Task to complete: From the listing below, extract every line containing "Modifier".

Record set:
.....
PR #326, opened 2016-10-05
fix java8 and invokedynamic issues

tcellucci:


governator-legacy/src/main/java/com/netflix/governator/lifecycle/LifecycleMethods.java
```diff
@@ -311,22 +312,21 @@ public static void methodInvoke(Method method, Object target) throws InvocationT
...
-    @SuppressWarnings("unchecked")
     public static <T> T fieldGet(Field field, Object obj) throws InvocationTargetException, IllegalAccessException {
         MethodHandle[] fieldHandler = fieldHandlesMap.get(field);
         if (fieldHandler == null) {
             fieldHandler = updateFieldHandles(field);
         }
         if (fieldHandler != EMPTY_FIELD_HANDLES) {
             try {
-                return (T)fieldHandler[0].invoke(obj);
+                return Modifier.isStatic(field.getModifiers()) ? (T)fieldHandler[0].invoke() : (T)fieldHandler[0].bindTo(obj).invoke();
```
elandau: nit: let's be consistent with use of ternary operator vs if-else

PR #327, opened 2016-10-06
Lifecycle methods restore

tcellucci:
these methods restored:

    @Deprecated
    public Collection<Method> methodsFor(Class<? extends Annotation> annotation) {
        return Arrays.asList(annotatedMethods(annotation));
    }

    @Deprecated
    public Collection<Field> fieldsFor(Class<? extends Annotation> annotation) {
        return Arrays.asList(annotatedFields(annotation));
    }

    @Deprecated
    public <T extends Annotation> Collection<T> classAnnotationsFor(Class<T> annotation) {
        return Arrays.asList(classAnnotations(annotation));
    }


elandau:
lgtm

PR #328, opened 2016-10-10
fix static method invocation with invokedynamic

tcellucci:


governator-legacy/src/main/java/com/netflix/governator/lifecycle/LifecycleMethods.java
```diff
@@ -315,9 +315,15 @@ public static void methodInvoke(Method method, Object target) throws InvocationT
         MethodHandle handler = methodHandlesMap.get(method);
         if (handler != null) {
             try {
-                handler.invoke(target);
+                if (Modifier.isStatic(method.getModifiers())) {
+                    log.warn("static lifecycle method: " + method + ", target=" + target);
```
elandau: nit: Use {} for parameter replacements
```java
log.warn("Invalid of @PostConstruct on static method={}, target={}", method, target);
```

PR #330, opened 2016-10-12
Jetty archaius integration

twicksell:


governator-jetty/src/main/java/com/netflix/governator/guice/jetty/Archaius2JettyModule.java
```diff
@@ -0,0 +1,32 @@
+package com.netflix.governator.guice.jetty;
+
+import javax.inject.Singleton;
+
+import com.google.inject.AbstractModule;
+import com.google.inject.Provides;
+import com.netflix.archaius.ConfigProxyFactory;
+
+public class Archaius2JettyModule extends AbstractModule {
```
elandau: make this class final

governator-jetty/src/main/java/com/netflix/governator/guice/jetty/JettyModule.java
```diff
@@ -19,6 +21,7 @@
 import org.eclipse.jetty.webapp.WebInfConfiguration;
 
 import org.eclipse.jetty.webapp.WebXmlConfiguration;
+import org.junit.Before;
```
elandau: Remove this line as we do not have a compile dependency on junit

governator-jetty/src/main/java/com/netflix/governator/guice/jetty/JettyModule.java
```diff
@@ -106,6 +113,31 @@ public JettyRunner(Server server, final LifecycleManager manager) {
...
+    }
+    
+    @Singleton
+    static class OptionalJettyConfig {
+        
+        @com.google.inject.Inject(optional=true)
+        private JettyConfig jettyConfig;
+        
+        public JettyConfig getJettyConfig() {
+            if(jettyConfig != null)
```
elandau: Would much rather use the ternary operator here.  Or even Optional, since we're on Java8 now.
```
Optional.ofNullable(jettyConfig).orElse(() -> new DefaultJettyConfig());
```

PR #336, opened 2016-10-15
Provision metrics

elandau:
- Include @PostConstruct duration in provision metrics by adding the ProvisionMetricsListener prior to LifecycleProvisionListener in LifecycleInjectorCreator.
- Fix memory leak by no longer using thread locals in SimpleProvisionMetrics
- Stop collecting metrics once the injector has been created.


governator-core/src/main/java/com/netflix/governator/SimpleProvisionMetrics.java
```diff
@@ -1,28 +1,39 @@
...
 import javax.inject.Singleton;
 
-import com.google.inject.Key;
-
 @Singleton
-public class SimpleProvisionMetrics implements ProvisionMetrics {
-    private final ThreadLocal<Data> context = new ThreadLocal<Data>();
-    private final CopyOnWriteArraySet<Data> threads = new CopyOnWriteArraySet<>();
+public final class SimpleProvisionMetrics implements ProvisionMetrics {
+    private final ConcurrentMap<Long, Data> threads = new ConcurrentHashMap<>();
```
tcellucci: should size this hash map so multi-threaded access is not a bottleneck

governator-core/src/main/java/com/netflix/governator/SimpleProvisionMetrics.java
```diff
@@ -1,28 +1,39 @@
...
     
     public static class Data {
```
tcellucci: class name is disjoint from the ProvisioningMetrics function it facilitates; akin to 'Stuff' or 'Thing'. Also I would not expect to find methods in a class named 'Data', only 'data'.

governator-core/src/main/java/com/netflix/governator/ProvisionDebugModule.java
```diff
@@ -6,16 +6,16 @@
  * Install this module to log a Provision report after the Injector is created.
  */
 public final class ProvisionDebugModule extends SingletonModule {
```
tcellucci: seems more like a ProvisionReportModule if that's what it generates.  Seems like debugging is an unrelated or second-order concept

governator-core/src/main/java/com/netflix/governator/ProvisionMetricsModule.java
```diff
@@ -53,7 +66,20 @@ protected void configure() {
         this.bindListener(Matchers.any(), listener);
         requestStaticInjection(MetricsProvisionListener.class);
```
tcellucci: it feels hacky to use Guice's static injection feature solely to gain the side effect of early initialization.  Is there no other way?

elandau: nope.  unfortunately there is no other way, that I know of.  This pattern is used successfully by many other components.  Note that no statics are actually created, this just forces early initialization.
.....
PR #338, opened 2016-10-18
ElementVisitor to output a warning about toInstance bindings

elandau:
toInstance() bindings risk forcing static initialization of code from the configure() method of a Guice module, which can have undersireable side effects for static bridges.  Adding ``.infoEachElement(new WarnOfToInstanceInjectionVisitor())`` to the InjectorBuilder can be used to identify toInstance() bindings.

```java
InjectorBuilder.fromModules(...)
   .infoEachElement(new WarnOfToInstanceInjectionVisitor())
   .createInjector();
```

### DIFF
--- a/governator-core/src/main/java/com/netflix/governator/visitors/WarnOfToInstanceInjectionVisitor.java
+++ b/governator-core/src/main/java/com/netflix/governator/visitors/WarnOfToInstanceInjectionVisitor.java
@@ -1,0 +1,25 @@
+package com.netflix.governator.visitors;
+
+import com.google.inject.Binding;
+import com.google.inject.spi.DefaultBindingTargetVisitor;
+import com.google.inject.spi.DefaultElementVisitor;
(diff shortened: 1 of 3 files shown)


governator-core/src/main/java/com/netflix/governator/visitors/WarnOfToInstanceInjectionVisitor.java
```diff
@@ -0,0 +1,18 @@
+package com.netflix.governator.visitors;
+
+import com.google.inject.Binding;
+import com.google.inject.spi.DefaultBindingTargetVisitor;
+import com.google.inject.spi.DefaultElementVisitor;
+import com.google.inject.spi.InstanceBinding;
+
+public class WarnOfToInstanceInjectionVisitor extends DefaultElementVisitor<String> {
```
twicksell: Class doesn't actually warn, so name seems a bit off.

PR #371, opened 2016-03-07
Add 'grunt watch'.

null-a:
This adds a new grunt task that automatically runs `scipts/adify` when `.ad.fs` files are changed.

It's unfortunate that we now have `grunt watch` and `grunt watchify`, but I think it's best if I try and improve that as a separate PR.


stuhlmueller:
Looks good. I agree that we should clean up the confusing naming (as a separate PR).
.....
Response area:
+                return Modifier.isStatic(field.getModifiers()) ? (T)fieldHandler[0].invoke() : (T)fieldHandler[0].bindTo(obj).invoke();
+                if (Modifier.isStatic(method.getModifiers())) {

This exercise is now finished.